By Courtney Weaver
For more than a decade, the Cypriot city of Limassol has marketed itself as a haven not just for Russian money but for Russians. Fur shops line the palm-fringed streets and an entire expat community has sprung up catering to Russian tourists and residents with special beauty salons, tour agencies and restaurants.
For more than a decade, the Cypriot city of Limassol has marketed itself as a haven not just for Russian money but for Russians. Fur shops line the palm-fringed streets and an entire expat community has sprung up catering to Russian tourists and residents with special beauty salons, tour agencies and restaurants.
Yet during the
past week the Mediterranean island’s beachfront party resort of some 100,000
residents has had the feel of a ghost town.
While a collective
sigh of relief echoed across Cyprus on Thursday as calm prevailed when the banks reopened after being closed for almost two weeks as the
island’s bailout was finalised, for
Limassol the future is less certain than ever.
The beachfront
hotels favoured by Russians saw an influx of guests last week but restaurants
and shops in the city centre were largely deserted, a rare sight even for the
off-season, residents say.
With four weeks to
go until tourists typically begin descending on the city en masse, locals are
starting to wonder if Russians will continue to view Limassol as a second home
or holiday destination if they have given up on it as a financial centre.
At the post office
across the street from Limassol’s Four Seasons hotel, Mikhalis Gavrialidis was
jovial with the few customers who came in, jokingly charging foreigners a
bailout worth €5.8bn in exchange for the price of postage. However, when
pressed on the future of Limassol, he turned grave.
“Limassol will
possibly be affected the worst in Cyprus – because of the Russians,” he said.
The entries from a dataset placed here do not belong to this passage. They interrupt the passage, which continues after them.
PR #326, opened 2022-04-07
added UmbraBatchSend contract and test

garyghayrat:
PR https://github.com/ScopeLift/umbra-protocol/pull/334 has the same commits as this one plus some polishing commits. Please just merge that one if you think [#344](https://github.com/ScopeLift/umbra-protocol/pull/334) PR's additional commits is ready to be merged as well.


contracts-periphery/Makefile
```diff
@@ -0,0 +1,39 @@
+# include .env file and export its env vars
+# (-include to ignore error if it does not exist)
+-include .env
+
+all: clean remove install update solc build 
+
+# Install proper solc version.
+solc:; nix-env -f https://github.com/dapphub/dapptools/archive/master.tar.gz -iA solc-static-versions.solc_0_8_10
```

“It’s not just the billionaires who are based in Limassol, there are normal
businessmen. I wouldn’t be surprised if they took their money and disappeared.
Wouldn’t you do the same?”
Limassol has not
seen protests like the ones that broke out briefly in Nicosia, because the
people are resigned to their fate, Mr Gavrialidis added.
“Things are calm
because we are civilised. It’s not in our hands. We know we will be slaughtered
anyway.”
While some
Russians initially worried that locals would turn on them and question why the
island’s foreign billionaires or the Kremlin had not paid a larger share of the
bailout, most locals’ anger has been directed towards the EU and Germany for
refusing to pay the full €15.8bn-bailout bill, when they had happily thrown
billions of dollars at Greece, and for the manner of the rescue itself.
In a poll this
month, one Cypriot television station asked viewers whether the country should
become further integrated into the EU or lean towards Russia instead. Over
two-thirds of respondents chose the latter.
“People hate
[Angela] Merkel,” said Paris Antoniou, who was tending an empty bar in
Limassol’s old town one recent evening, referring to the German chancellor. Few
blamed the country’s big foreign depositors, he said.
“The Russians have
the right to react the way they have. You can’t have your millions invested in
a bank and then simply taken away from you,” said Mr Antoniou. “It doesn’t
matter how they made their money, money laundering or whatever. It is the
Russians who are keeping our economy going.”
In Moscow, Kremlin
anger at the proposed haircuts has simmered since Sunday when the EU and Cyprus
reached a new agreement that places the burden of the bailout on the biggest
depositors of just two lenders, Laiki Bank and Bank of Cyprus, instead of all
Cypriot depositors.
Under the new
deal, Russian state lenders Sberbank and VTB say they now expect losses to be
minimal. However, in Limassol, bankers warn there will be big losses for the
Russian business community, a huge swath of which banked at Laiki’s
Russian-speaking flagship Limassol branch.
On the beach of
the five-star Le Meridien hotel, Yuri Shapiro, a Russian businessman dressed in
paisley swimming briefs and Dolce & Gabbana flip flops, said he had gone to
Laiki Bank on Thursday only to learn that his seven-figure deposit had been
reduced to €94,000.
The missing amount
has been taken to recapitalise Bank of Cyprus, which absorbed Laiki last week,
and could be cut by up to 80 per cent, with no guarantee that the depositor
will ever see the remainder.
The businessman
said that while his own financial stability would be preserved, he had less
hope for that of Limassol or Cyprus.
Currently the
owner of both a publication house and Russian karaoke bar in Limassol, Mr
Shapiro said he had now cancelled plans to open a second restaurant.
“The financial
sector has been destroyed completely,” Mr Shapiro said, noting this would
ripple across the rest of the island’s economy. Until now, financial services
have accounted for 50 per cent of Cyprus’s gross domestic product.